Posted on:2014-12-01Degree:Ph.DType:Dissertation
University:City University of New YorkCandidate:Black, Libby LFull Text:PDF
GTID:1459390008951317Subject:Psychology
Abstract/Summary:
This study explored how transformative effects of an HIV diagnosis inform our sense of place and connectedness to a setting/place attachment and the influence on our use and movement in social space. Using Bourdieu's Sociological perspective I explored the notion of `knowing' or `habitus,' by investigating the nature of a person's position and the conditioning (social learning) of that position which can be viewed as a transformative process that effects, changes, and creates both the position and the conditions that govern practice.
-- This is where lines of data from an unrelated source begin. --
PR #2303, opened 2019-06-13
Disabled StickyHeaders in Cordova

SailingSteve:
On iOS, the StickyHeader only appears after you stop scrolling, this results in the header often appearing over what you are currently reading.  Apple does this on purpose, queues updates until scrolling stops, to avoid repainting the DOM while scrolling.

See:  https://github.com/sroze/ngInfiniteScroll/issues/104#issuecomment-68000337

Later comments on the thread incorrectly indicate that the issue is fixed.  When I switched from 'scroll' to 'touchmove' you could see the touchmove data, but the actual on screen behavior confirmed the (purposeful by apple) issue.  Also when I put a console.log in the event handler, the entries made it to the log, only after scrolling had stopped.

### DIFF
--- a/src/js/Application.jsx
+++ b/src/js/Application.jsx
@@ -58,7 +58,7 @@ class Application extends Component {
     this.appStoreListener = AppStore.addListener(this.onAppStoreChange.bind(this));
     this.voterStoreListener = VoterStore.addListener(this.onVoterStoreChange.bind(this));
     if (isWebApp()) {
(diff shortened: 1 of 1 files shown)


DaleMcGrew:
👍

SailingSteve:
On May 22nd, 2020 the underlying iOS issue seems to have been resolved in newer versions of Cordova (or maybe in iOS updates?).  So backing out the change in Application.js that disabled handleWindowScroll() if isCordova.

PR #2304, opened 2019-06-14
Popover fixes

jarodpeachey:
I fixed the popover as per your email. However, I worked at trying to display it underneath the sticky header for over an hour, and cannot figure out what to do. I've tried z-index, opacity, and just about everything else on Google.  Let me know if you can come up with anything!


DaleMcGrew:
👍 Thank you for the banner fix @jarodpeachey, and thank you for taking a look at the popover placement relative to the header. I'm sure we will get it figured out!

PR #2313, opened 2019-06-15
Show AppBar logo in print

lazorfuzz:
Shows the AppBar with logo, but not the sign in button when in print mode. Also set the ballot filter row display to none when in print mode.


DaleMcGrew:
👍

Issue #2315, opened 2019-06-15
Welcome Pages: Our Network Section too large on desktop


DaleMcGrew:
The "Our Network" section of all three welcome pages has changed, and the logos are no longer in two columns like they were:
<img width="707" alt="Screen Shot 2019-06-15 at 6 21 27 AM" src="https://user-images.githubusercontent.com/7756031/59551940-dcaee980-8f35-11e9-856b-b3bc3fcf60c3.png">

Also in mobile the logos need some space between them:
<img width="300" alt="Screen Shot 2019-06-15 at 6 21 11 AM" src="https://user-images.githubusercontent.com/7756031/59551944-e20c3400-8f35-11e9-8e94-5315b7d0381b.png">

I'm not sure what changed because my recollection was that they were working.

DaleMcGrew:
Resolved!

PR #2319, opened 2019-06-17
[Issue #2315] Welcome Pages: Our Network Section too large on desktop

flurmbo:
#2315

Looks like I forgot to add a couple semicolons in the CSS and the browser interpreted three lines as a single CSS rule. Oddly, this just started happening. Perhaps something in the build process was adding semicolons in and is no longer doing so?

Also, it looks like this fixes the spacing issue.


DaleMcGrew:
Thank you @flurmbo!

Issue #2318, opened 2019-06-17
OrganizationPopoverCard: If no banner photo, spacing is off


DaleMcGrew:
For organizations without any banner photo, the OrganizationPopoverCard spacing is off at the top. You can reproduce this on this page:
http://localhost:3000/candidate/wv02cand40208/b/btdb/

<img width="416" alt="Screen Shot 2019-06-16 at 8 16 21 PM" src="https://user-images.githubusercontent.com/7756031/59576239-eb031f80-9073-11e9-96e6-0660ad911534.png">

Make sure to grab the latest code, because this problem appeared when I turned off the image when it doesn't exist.

DaleMcGrew:
This looks great! Resolved.

Issue #2294, opened 2019-06-13
Issue popover: X positioning wrong, and popover centering instead of being at bottom


DaleMcGrew:
When you click an Issue under a candidate:
<img width="303" alt="Screen Shot 2019-06-12 at 7 25 42 PM" src="https://user-images.githubusercontent.com/7756031/59399274-4b2e5480-8d48-11e9-85e9-51432cdec538.png">

The popover opens with two problems:
<img width="309" alt="Screen Shot 2019-06-12 at 7 25 33 PM" src="https://user-images.githubusercontent.com/7756031/59399293-55505300-8d48-11e9-9891-6852cc22b136.png">

- [ ] 1: The x to close the popover should be right aligned
- [ ] 2: The popover should open under the Issue, instead of opening centered over the issue

jarodpeachey:
@DaleMcGrew Should this be a hover popover as well, sort of like the OrganizationPopoverCard? I can use the sticky popover component, that way all the popovers have a consistent look and feel.

DaleMcGrew:
Yes @jarodpeachey, that sounds great to use the same kind of popover as we are for OrganizationPopoverCard. In this case we want to open it with a click, and include an "x" to close it with another click. I am also fine with the popover closing when you move your mouse away from it. Please make sure to test extensively in mobile, since the OrganizationPopoverCard isn't used in mobile, so this code may have some different reactions when viewed in a mobile context.

DaleMcGrew:
@jarodpeachey your solution works beautifully. Great work!

PR #2321, opened 2019-06-17
Issues popover

jarodpeachey:
#2294 #2318
I ended up having to set placement to auto to make sure that it wouldn't overflow off the screen. I also updated the spacing of the issues list so it didn't take up as much vertical space. I also updated the popover so that if there was no banner image, it pushes the content down


DaleMcGrew:
👍

Issue #2305, opened 2019-06-14
Update Bootstrap Button with Twitter icon


DaleMcGrew:
I couldn't figure out how to add a white Twitter bird icon to this Bootstrap social button. It should be easy, but I ran out of time. 
Code is here: WebApp/src/js/components/Widgets/ThisIsMeAction.jsx
![Screen Shot 2019-06-14 at 8 00 38 AM](https://user-images.githubusercontent.com/7756031/59518632-db6cb680-8e7a-11e9-8fdb-d774ccdecc2a.png)

jarodpeachey:
@DaleMcGrew I can take this. I do have one comment though. Currently, the Add Endorsements button, as well as this Claim button, are using the bootstrap social buttons. This leads to the buttons having the blue outline when clicked, and they don't have the ripple. Should I fix all of these and use the technique I used for the Follow/Toggle  component, which is to use a Material UI button with the bootstrap-social buttons. This way, the buttons can fit in more with the other buttons in the site?

DaleMcGrew:
Yes please @jarodpeachey, that would be awesome!

DaleMcGrew:
Great work!

PR #2327, opened 2019-06-18
Update bootstrap social buttons to material-ui and custom split button

jarodpeachey:
#2305 
I updated this icon, and I also updated the endorsement buttons and twitter sign in button to use a custom split button I designed so the style is consistent with the rest of the site. If you would like, I could get rid of the CSS I used and create an entirely new component (SplitButton.jsx) and use styled-component and pass in props to adjust button text and colors, etc;  Let me know what you think!

### DIFF
--- a/src/js/components/Twitter/TwitterSignIn.jsx
+++ b/src/js/components/Twitter/TwitterSignIn.jsx
@@ -1,5 +1,7 @@
 import React, { Component } from 'react';
 import PropTypes from 'prop-types';
+import Button from '@material-ui/core/Button';
+import { shortenText } from '../../utils/textFormat';
 import { oAuthLog, renderLog } from '../../utils/logging';
 import $ajax from '../../utils/service';
 import cookies from '../../utils/cookies';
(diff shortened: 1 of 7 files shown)


leonflix:
@jarodpeachey I believe such a component is the ContainedIconButton that was already being used in TwitterSignIn.jsx.  It might need some additional tweaks but it should serve the purpose.

lazorfuzz:
@jarodpeachey I believe such a component "ContainedIconButton" was already being used in TwitterSignIn.jsx. It probably needs additional tweaks but should serve the purpose.

DaleMcGrew:
Thank you @jarodpeachey, and thank you @lazorfuzz for pointing out WebApp/src/js/components/Twitter/ContainedIconButton.jsx so we can leverage the work you have done.
I like the idea of trying to fit all of our buttons that include an icon and text into a component so we have a standardized look. I'm going to approve this pull request so I can check out the look of your changes. I will Slack you @jarodpeachey to see if we can review all of the button locations.

PR #2332, opened 2019-06-18
Make text bigger when printing. Remove underlines from linked text when printing. Hiding a few more popups that are not needed in print mode. Bring back the header on the Ballot page that was previously removed.

LohitG:
Make text bigger when printing. Remove underlines from linked text when printing. Hiding a few more popups that are not needed in print mode. Bring back the header on the Ballot page that was previously removed.


DaleMcGrew:
👍

PR #2339, opened 2019-06-19
Split button

jarodpeachey:
I updated the remainder of the bootstrap social buttons to use a new component, SplitIconButton. I also made some minor updates to the IssuesByBallotItemDisplayList while I was at it. Let me know if everything works as expected 👍


DaleMcGrew:
👍 Thank you for refactoring all of these buttons!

Methods: The research included semi structured interviews and (2) focus groups, where one set of groups had the specific objectives of the study disclosed to them, and the researcher surveyed the respondents on the types of questions and information they believed needed to be collected to capture their sense of social space. The final group was presented with the results of the initial group and asked to critique and inform the results. A total of 36 subjects were interviewed or were a part of the focus groups. Using cognitive mapping, I explored the places they frequent, noting physical settings, how these settings were used, evaluated and perceived and how they spent their time. Research findings: The findings reveal themes related to respondents' sense of place and connectedness and their sense of connection to those people and places they deem significant. There are examples of life philosophies that appear connected to positioning and are connected in influential ways to ones sense of `constriction' or `expansion.' When dealing with socially impoverished, isolated men, and their HIV diagnosis, their positioning and conditioning in social space, it appears their `situatedness' directly effects and instructs their `practical sense,' or everyday practices and this allows creative and instructive thinking that transforms their experience of becoming HIV positive into an experience of expansion and growth. Broader, the meanings people attribute to their histories, suggests how one comes to choose, use, and is transformed by the spaces supportive of them, are themselves products of the same cultures and social structures that produce and reproduce the `practical sense' of an agent.